No special session, but big budget challenges remain
There will be no special legislative session needed to clean up an unbalanced 2017 state budget. The pool of red ink remaining as the books close turns out to be small enough that Gov. Kim Reynolds can sponge it up with a $13 million transfer from reserve funds.
A larger deficit would have pushed Reynolds to call the Republican-controlled Legislature back to the Statehouse. Not calling lawmakers back to further tinker with budget, and perhaps other issues, is probably good news.
Democrats and Reynolds’ Republican primary opponent, Cedar Rapids Mayor Ron Corbett, are questioning what sort of budgetary magic was used to turn what looked like a $104 million deficit in July and a $75 million shortfall just weeks ago into a much smaller problem Rey-nolds could handle on her own. Reynolds’ budget team insists revenues due in the 2017 budget year that ended June 30 but arriving later erased much of the shortfall.
Cooked books, skilled fiscal management or good luck? The debate continues.

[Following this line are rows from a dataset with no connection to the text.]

PR #9594, opened 2026-02-10
Round telemetry precision

fresh3nough:
## Summary
- round telemetry float values to fixed precision before send/serialize
- add shared telemetry precision helper
- update telemetry serializer tests for rounded values

## Testing
- pio test -e native -f test_meshpacket_serializer (fails: pio not installed)

Co-Authored-By: Warp <agent@warp.dev>


caveman99:
Sorry, this is pointless. Over the air, floating point values are always the same size, as noted in the discussion.

PR #9601, opened 2026-02-11
security: replace sprintf/strcpy with bounds-checked variants

weebl2000:
## Summary
- Replaces unsafe `sprintf` calls with `snprintf` across multiple modules
- Replaces unsafe `strcpy` calls with `strncpy` + null termination
- Adds `assert()` for statically-bounded writes and `LOG_ERROR`/`LOG_WARN` + `assert` for runtime-dependent writes, so overflows are caught in debug and reported in release
- Refactors `DetectionSensorModule` to write directly into `payload.bytes`, eliminating a heap allocation, fixing a packet leak on the public-channel error path, and removing a bogus null-terminator write after the bell character

### Changes by file
| File | What changed |
|---|---|
| `DetectionSensorModule.cpp` | Rewrote `sendDetectionMessage` and `sendCurrentStateMessage` — `snprintf` directly into `payload.bytes`, use return value instead of `strlen`, `packetPool.release()` on error paths |
| `DropzoneModule.cpp` | `snprintf` + assert-only for bounded `matchCompare` (short/long name), `LOG_ERROR` + assert for `replyStr` formatting |
| `KeyVerificationModule.cpp` | `snprintf` + assert for all 5 notification messages, cleaned up `strncpy` of `remote_longname` with cached `strlen` and explicit null-termination, fixed `IF_SCREEN` block to use `sizeof(message)` instead of hardcoded `25` |
| `NodeDB.cpp` | `snprintf` with `LOG_ERROR` + assert + hardcoded fallback message for the duplicate-key notification |
| `RedirectablePrint.cpp` | `strncpy` + `LOG_WARN` for BLE log message truncation (non-critical), assert-only for thread name (bounded) |
| `FSCommon.cpp` | `strncpy` + `LOG_WARN` + assert for file path copies, deduplicated the ESP32/other `#ifdef` branches |
| `NodeInfoModule.cpp` | assert + `strncpy` for node ID copy (`"!%08x"` = 10 chars into 16-byte buffer) |

### Background
MeshCore's security audit flagged widespread `sprintf`/`strcpy` usage without bounds checking. The same patterns exist in Meshtastic. While most buffers are sized adequately for typical data, user-configurable fields (sensor names, node names) and mesh-received data (owner names) could exceed buffer limits. Rather than silently truncating, overflows now trigger asserts in debug builds and log errors in release builds.

## Test plan
- [ ] Verify `tbeam` build succeeds
- [ ] Verify detection sensor messages still send correctly
- [ ] Verify dropzone conditions responses format correctly
- [ ] Verify key verification UI notifications display correctly
- [ ] Verify BLE log records don't truncate normal messages

### DIFF
--- a/src/mesh/NodeDB.cpp
+++ b/src/mesh/NodeDB.cpp
@@ -25,6 +25,7 @@
 #include "modules/NeighborInfoModule.h"
 #include <ErriezCRC32.h>
 #include <algorithm>
+#include <assert.h>
 #include <pb_decode.h>
 #include <pb_encode.h>
 #include <power/PowerHAL.h>
@@ -1837,7 +1838,13 @@ bool NodeDB::updateUser(uint32_t nodeId, meshtastic_User &p, uint8_t channelInde
                 meshtastic_ClientNotification *cn = clientNotificationPool.allocZeroed();
                 cn->level = meshtastic_LogRecord_Level_WARNING;
                 cn->time = getValidTime(RTCQualityFromNet);
-                snprintf(cn->message, sizeof(cn->message), warning, p.long_name);
+                int written = snprintf(cn->message, sizeof(cn->message), warning, p.long_name);
+                if (written < 0 || (size_t)written >= sizeof(cn->message)) {
+                    LOG_ERROR("Duplicate key warning truncated (wrote %d, buf %u)", written, sizeof(cn->message));
+                    assert(false);
+                    snprintf(cn->message, sizeof(cn->message),
+                             "Remote device is advertising your public key. Possible key compromise.");
+                }
                 service->sendClientNotification(cn);
             }
             return false;
--- a/src/mesh/NodeDB.cpp
+++ b/src/mesh/NodeDB.cpp
@@ -1837,7 +1837,7 @@ bool NodeDB::updateUser(uint32_t nodeId, meshtastic_User &p, uint8_t channelInde
                 meshtastic_ClientNotification *cn = clientNotificationPool.allocZeroed();
                 cn->level = meshtastic_LogRecord_Level_WARNING;
                 cn->time = getValidTime(RTCQualityFromNet);
-                sprintf(cn->message, warning, p.long_name);
+                snprintf(cn->message, sizeof(cn->message), warning, p.long_name);
                 service->sendClientNotification(cn);
             }
             return false;
--- a/src/modules/DetectionSensorModule.cpp
+++ b/src/modules/DetectionSensorModule.cpp
@@ -6,6 +6,7 @@
 #include "configuration.h"
 #include "main.h"
 #include <Throttle.h>
+#include <assert.h>
 DetectionSensorModule *detectionSensorModule;
 
 #define GPIO_POLLING_INTERVAL 100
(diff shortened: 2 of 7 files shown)


src/mesh/NodeDB.cpp
```diff
@@ -1830,7 +1830,7 @@ bool NodeDB::updateUser(uint32_t nodeId, meshtastic_User &p, uint8_t channelInde
                 meshtastic_ClientNotification *cn = clientNotificationPool.allocZeroed();
                 cn->level = meshtastic_LogRecord_Level_WARNING;
                 cn->time = getValidTime(RTCQualityFromNet);
-                sprintf(cn->message, warning, p.long_name);
+                snprintf(cn->message, sizeof(cn->message), warning, p.long_name);
```
Jorropo: This should probably error rather than truncating.

src/modules/DetectionSensorModule.cpp
```diff
@@ -120,7 +120,7 @@ void DetectionSensorModule::sendDetectionMessage()
 {
     LOG_DEBUG("Detected event observed. Send message");
     char *message = new char[40];
-    sprintf(message, "%s detected", moduleConfig.detection_sensor.name);
+    snprintf(message, 40, "%s detected", moduleConfig.detection_sensor.name);
```
Jorropo: The code you are changing is bad in other ways:
1. `message` shouldn't even exists in the first place (we should `snprintf`-in-place in `p->decoded.payload.bytes`)
1. `strlen(message)` shouldn't exists, `snprintf` returns the length of the string
1. this line of code `p->decoded.payload.bytes[p->decoded.payload.size + 1] = '\0'; // Bell character` shouldn't exists, it may do an oob write and this is not even a null terminated strings to begin with, it's a length terminated string.

src/modules/DetectionSensorModule.cpp
```diff
@@ -142,7 +142,7 @@ void DetectionSensorModule::sendDetectionMessage()
 void DetectionSensorModule::sendCurrentStateMessage(bool state)
 {
     char *message = new char[40];
-    sprintf(message, "%s state: %i", moduleConfig.detection_sensor.name, state);
+    snprintf(message, 40, "%s state: %i", moduleConfig.detection_sensor.name, state);
```
Jorropo: Exact same issues as https://github.com/meshtastic/firmware/pull/9601/changes#r2799283338

src/modules/DropzoneModule.cpp
```diff
@@ -32,13 +32,13 @@ ProcessMessage DropzoneModule::handleReceived(const meshtastic_MeshPacket &mp)
     auto &p = mp.decoded;
     char matchCompare[54];
     auto incomingMessage = reinterpret_cast<const char *>(p.payload.bytes);
-    sprintf(matchCompare, "%s conditions", owner.short_name);
+    snprintf(matchCompare, sizeof(matchCompare), "%s conditions", owner.short_name);
```
Jorropo: `short_name` is bounded, this can never trigger.
Using a bounded form is good in case the size of `short_name` but it should assert or error on failure.

src/modules/DropzoneModule.cpp
```diff
@@ -32,13 +32,13 @@ ProcessMessage DropzoneModule::handleReceived(const meshtastic_MeshPacket &mp)
...
     if (strncasecmp(incomingMessage, matchCompare, strlen(matchCompare)) == 0) {
         LOG_DEBUG("Received dropzone conditions request");
         startSendConditions = millis();
     }
 
-    sprintf(matchCompare, "%s conditions", owner.long_name);
+    snprintf(matchCompare, sizeof(matchCompare), "%s conditions", owner.long_name);
```
Jorropo: Same as https://github.com/meshtastic/firmware/pull/9601/changes#r2799299181

src/modules/DropzoneModule.cpp
```diff
@@ -77,11 +77,11 @@ meshtastic_MeshPacket *DropzoneModule::sendConditions()
         auto windDirection = telemetry.variant.environment_metrics.wind_direction;
         auto temp = telemetry.variant.environment_metrics.temperature;
         auto baro = UnitConversions::HectoPascalToInchesOfMercury(telemetry.variant.environment_metrics.barometric_pressure);
-        sprintf(replyStr, "%s @ %02d:%02d:%02dz\nWind %.2f kts @ %d°\nBaro %.2f inHg %.2f°C", dropzoneStatus, hour, min, sec,
-                windSpeed, windDirection, baro, temp);
+        snprintf(replyStr, sizeof(replyStr), "%s @ %02d:%02d:%02dz\nWind %.2f kts @ %d°\nBaro %.2f inHg %.2f°C", dropzoneStatus,
```
Jorropo: This should never overflow since it is easy to make `replyStr` longer than the longest possible string,
an assert on overflow would be good.

src/modules/KeyVerificationModule.cpp
```diff
@@ -69,7 +69,7 @@ bool KeyVerificationModule::handleReceivedProtobuf(const meshtastic_MeshPacket &
 
         meshtastic_ClientNotification *cn = clientNotificationPool.allocZeroed();
         cn->level = meshtastic_LogRecord_Level_WARNING;
-        sprintf(cn->message, "Enter Security Number for Key Verification");
+        snprintf(cn->message, sizeof(cn->message), "Enter Security Number for Key Verification");
```
Jorropo: Should fail on overflow instead.

src/modules/KeyVerificationModule.cpp
```diff
@@ -83,7 +83,7 @@ bool KeyVerificationModule::handleReceivedProtobuf(const meshtastic_MeshPacket &
     } else if (currentState == KEY_VERIFICATION_RECEIVER_AWAITING_HASH1 && r->hash1.size == 32 && r->nonce == currentNonce) {
         if (memcmp(hash1, r->hash1.bytes, 32) == 0) {
             memset(message, 0, sizeof(message));
-            sprintf(message, "Verification: \n");
+            snprintf(message, sizeof(message), "Verification: \n");
```
Jorropo: Should fail on overflow instead.

src/modules/KeyVerificationModule.cpp
```diff
@@ -101,7 +101,7 @@ bool KeyVerificationModule::handleReceivedProtobuf(const meshtastic_MeshPacket &
                       screen->showOverlayBanner(options);)
             meshtastic_ClientNotification *cn = clientNotificationPool.allocZeroed();
             cn->level = meshtastic_LogRecord_Level_WARNING;
-            sprintf(cn->message, "Final confirmation for incoming manual key verification %s", message);
+            snprintf(cn->message, sizeof(cn->message), "Final confirmation for incoming manual key verification %s", message);
```
Jorropo: Should error instead.

Jorropo (commented):
I am not gonna finish that review since all of them are identical.

This PR assumes truncating messages when we have bugs is acceptable.
I don't think so, all of theses unbounded operations exists because we think they are ok (the arguments have limited sizes and can't overflow).
If we are wrong in that assumption we should be told about it instead.

For something that has no runtime dependency (like `sprintf(x, "example")`) this should fail an assert.
For something that has a runtime dependency (easier to get wrong) crashing isn't ideal but you could turn them into error messages.
Like for example a push notification who can't fit a string should send you a push notification with an error message telling you we couldn't deliver a push notification to you, ...

weebl2000:
> If we are wrong in that assumption we should be told about it instead.

In this case, being told about it in way of user facing error or error logging for developers? (or both)

Jorropo:
> In this case, being told about it in way of user facing error or error logging for developers? (or both)

I would expect all of them to be developers issues.
It might make sense to show them to users, just so that they report bugs to us (like sending an error push notification if something manage to send a push notification that does not fit).

PR #9610, opened 2026-02-11
Some fixes for xeddsa pr

weebl2000:
- fix null dereference crash in NodeInfoModule when receiving NodeInfo from unknown nodes                                                                                                       
- signature verification failure didn't drop the packet — now it does
- HAS_XEDDSA_SIGNED bitfield was never set — now set on successful verification, so unsigned packets from previously-signing nodes are rejected                                             
- Signature only covered payload bytes — now covers metadata too: fromNode, packetId, and portnum to prevent replay, reattribution, and portnum redirection
- xeddsa_sign() had no key initialization check — now returns false if keys are all zeros                                                                                                   
- AdminModule didn't load keys when user provided both private and public key                                                                                                               
- curve_to_ed_pub() field inversion ran on every signed packet — now cached per sender
- createNewIdentity() ran unnecessarily on every boot when the key hadn't changed
- Hardcoded 120 byte signing limit replaced with derivation from XEDDSA_SIGNATURE_SIZE and DATA_PAYLOAD_LEN
- Added const qualifiers to input-only parameters in xeddsa_verify and curve_to_ed_pub

### DIFF
--- a/arch/portduino/portduino.ini
+++ b/arch/portduino/portduino.ini
@@ -24,7 +24,6 @@ lib_deps =
   ${radiolib_base.lib_deps}
   ${environmental_base.lib_deps}
   # renovate: datasource=custom.pio depName=rweather/Crypto packageName=rweather/library/Crypto
-  #rweather/Crypto@0.4.0
   https://github.com/meshtastic/Crypto/archive/1aa30eb536bd52a576fde6dfa393bf7349cf102d.zip
   # renovate: datasource=custom.pio depName=LovyanGFX packageName=lovyan03/library/LovyanGFX
   lovyan03/LovyanGFX@^1.2.0
--- a/src/mesh/NodeDB.cpp
+++ b/src/mesh/NodeDB.cpp
@@ -2079,21 +2079,25 @@ bool NodeDB::generateCryptoKeyPair(const uint8_t *privateKey)
 
 bool NodeDB::createNewIdentity()
 {
-    // Remove the old node from the NodeDB
     uint32_t oldNodeNum = getNodeNum();
+    uint32_t newNodeNum = crc32Buffer(config.security.public_key.bytes, config.security.public_key.size);
+
+    // If the key hasn't changed, nothing to do
+    if (newNodeNum == oldNodeNum)
+        return false;
+
+    // Retire the old node entry
     meshtastic_NodeInfoLite *node = getMeshNode(oldNodeNum);
-
-    // Set my node num uint32 value to bytes from the new public key
-    myNodeInfo.my_node_num = crc32Buffer(config.security.public_key.bytes, config.security.public_key.size);
-
-    if (node != NULL && myNodeInfo.my_node_num != oldNodeNum) {
-        LOG_DEBUG("Old node num %u is now %u", oldNodeNum, myNodeInfo.my_node_num);
+    if (node != NULL) {
+        LOG_DEBUG("Old node num %u is now %u", oldNodeNum, newNodeNum);
         node->is_ignored = true;
         node->has_device_metrics = false;
         node->has_position = false;
         node->user.public_key.size = 0;
-        node->user.public_key.bytes[0] = 0;
+        memset(node->user.public_key.bytes, 0, sizeof(node->user.public_key.bytes));
     }
+
+    myNodeInfo.my_node_num = newNodeNum;
 
     meshtastic_NodeInfoLite *info = getOrCreateMeshNode(getNodeNum());
     info->user = TypeConversions::ConvertToUserLite(owner);
--- a/src/mesh/Router.cpp
+++ b/src/mesh/Router.cpp
@@ -501,22 +501,28 @@ DecodeState perhapsDecode(meshtastic_MeshPacket *p)
             p->decoded.want_response |= p->decoded.bitfield & BITFIELD_WANT_RESPONSE_MASK;
 
         if (p->decoded.has_xeddsa_signature) {
-            LOG_WARN("packet shows XEdDSA");
             meshtastic_NodeInfoLite *node = nodeDB->getMeshNode(p->from);
             if (node && node->user.public_key.size == 32) {
-                LOG_WARN("attempting to verify");
                 p->xeddsa_signed = crypto->xeddsa_verify(node->user.public_key.bytes, p->decoded.payload.bytes,
                                                          p->decoded.payload.size, p->decoded.xeddsa_signature.bytes);
+                if (p->xeddsa_signed) {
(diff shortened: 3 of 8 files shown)


arch/portduino/portduino.ini
```diff
@@ -24,7 +24,6 @@ lib_deps =
   ${radiolib_base.lib_deps}
   ${environmental_base.lib_deps}
   # renovate: datasource=custom.pio depName=rweather/Crypto packageName=rweather/library/Crypto
-  #rweather/Crypto@0.4.0
   https://github.com/meshtastic/Crypto/archive/1aa30eb536bd52a576fde6dfa393bf7349cf102d.zip
```
caveman99, line 27: The renovate definition does not fit the link to the commit ref.

Please do not check in changes unrelated to this PR

src/mesh/NodeDB.cpp
```diff
@@ -2079,22 +2079,26 @@ bool NodeDB::generateCryptoKeyPair(const uint8_t *privateKey)
 
 bool NodeDB::createNewIdentity()
 {
-    // Remove the old node from the NodeDB
     uint32_t oldNodeNum = getNodeNum();
```
caveman99, line 2082: This change is not in scope of the PR. Please open a separate PR for this.

src/mesh/Router.cpp
```diff
@@ -568,11 +575,16 @@ meshtastic_Routing_Error perhapsEncode(meshtastic_MeshPacket *p)
...
             p->decoded.bitfield |= (config.lora.config_ok_to_mqtt << BITFIELD_OK_TO_MQTT_SHIFT);
             p->decoded.bitfield |= (p->decoded.want_response << BITFIELD_WANT_RESPONSE_SHIFT);
-            if (p->pki_encrypted == false && isBroadcast(p->to) && p->decoded.payload.size < 120) {
-                crypto->xeddsa_sign(p->decoded.payload.bytes, p->decoded.payload.size, p->decoded.xeddsa_signature.bytes);
-                p->decoded.xeddsa_signature.size = 64;
-                p->decoded.has_xeddsa_signature = true;
-                LOG_WARN("XEDDSA Signed!");
+            // Sign broadcast packets if payload + signature fits within the max Data payload.
+            // The actual encoded size is checked after pb_encode (TOO_LARGE).
+            if (!p->pki_encrypted && isBroadcast(p->to) &&
```
caveman99, line 580: What happens if it is too large? Reject? Send unsigned?

src/modules/NodeInfoModule.cpp
```diff
@@ -24,8 +24,10 @@ bool NodeInfoModule::handleReceivedProtobuf(const meshtastic_MeshPacket &mp, mes
     }
     NodeNum sourceNum = getFrom(&mp);
     auto node = nodeDB->getMeshNode(sourceNum);
-    if ((node->bitfield & NODEINFO_BITFIELD_HAS_XEDDSA_SIGNED_MASK) && !mp.xeddsa_signed)
+    if (node && (node->bitfield & NODEINFO_BITFIELD_HAS_XEDDSA_SIGNED_MASK) && !mp.xeddsa_signed) {
+        LOG_WARN("Dropping unsigned NodeInfo from node 0x%08x that previously signed", sourceNum);
         return true;
```
caveman99, line 29: Don't add excessive logging

caveman99 (changes requested):

arch/portduino/portduino.ini
weebl2000: It's related. The dependency was removed in favor of the fork.

src/mesh/Router.cpp
weebl2000: If the message becomes too large it is sent unsigned (it was already like this, just added named constant). Perhaps we can do a debug log in an else to indicate unsigned messages are being sent.

src/modules/NodeInfoModule.cpp
weebl2000: LOG_DEBUG maybe? But I think it's a security concern if this happens so at least some logging is warranted.

src/mesh/NodeDB.cpp
weebl2000: But the entire function is new.

https://github.com/meshtastic/firmware/compare/develop...XEdDSA#diff-d3ca504aa401bdfaa42fcd99349d867b504756a86721afbbb46482909e8b1001R2080

src/modules/NodeInfoModule.cpp
caveman99: The string is the problem. We have too much logging already.

arch/portduino/portduino.ini
caveman99: It's a cosmetic change and again not in the scope of this PR, now if you'd fix the renovate string to point to the correct repository that would be a different story.

src/mesh/NodeDB.cpp
caveman99: You are right, sorry, i made that remark in the haste of a quick review.

src/mesh/Router.cpp
caveman99: I don't think this is a good idea, since the average user that sends messages from the app doesn't know if it is signed or not. Either refuse with message too large or notify the API back that it is sent unsigned

weebl2000: I agree, it's a bit dangerous like this.

arch/portduino/portduino.ini
weebl2000: > It's a cosmetic change and again not in the scope of this PR, now if you'd fix the renovate string to point to the correct repository that would be a different story.

I removed it because it was done in all other places except this place.

image

src/modules/NodeInfoModule.cpp
jp-bennett: For the initial implementation, extra logging is warranted. We can cut the strings out once we know things are working

src/modules/AdminModule.cpp
```diff
@@ -817,6 +817,12 @@ void AdminModule::handleSetConfig(const meshtastic_Config &c)
         else if (config.security.private_key.size == 32 && config.security.public_key.size == 0) {
             nodeDB->generateCryptoKeyPair(config.security.private_key.bytes);
         }
+        // User provided both keys — load them into the crypto engine
```
jp-bennett: We intentionally don't do this. Too much of a footgun for users to use mismatching keys.

src/mesh/Router.cpp
jp-bennett: We'll address this on the main PR.

jp-bennett (approved):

What’s certain is the state had to borrow a grand total of $141 million from reserves to balance its 2017 budget. That’s on the heels of $118 million in midyear budget cuts spawned by slower-than-expected tax revenue growth. And the 2018 budget includes damaging cuts in key areas such as natural resources, human services and education.
We still don’t know how much Iowa’s privatized Medicaid program will cost as negotiations continue with managed care firms behind closed doors. But we do know Reynolds has embraced a new Republican-backed Obamacare repeal drive in the U.S. Senate that potentially could slice federal Medicaid funding to Iowa and dozens of other states.
How Iowa would afford such a change is a mystery, but cutting health coverage for tens of thousands of Iowans is a distinct possibility.
Reynolds has talked of tax reform, but has yet to explain what that would mean. It should include an effort to weed out some of the billions in tax cuts, exemptions and breaks bestowed on various special interests over the past two decades, sapping revenues, even in decent economic times, with scant proof of benefits. But the Reynolds administration’s use of more tax breaks to lure an Apple server farm suggests the giveaway culture remains alive and well.
So one budget has been balanced using the state’s credit card. The current budget, which fails to adequately fund key priorities, still could slide into red ink. The fiscal future, burdened by the growing weight of tax gifts and clouded by the murky politics of health care, is uncertain. Avoiding a special session is welcome, but it’s no reason to celebrate.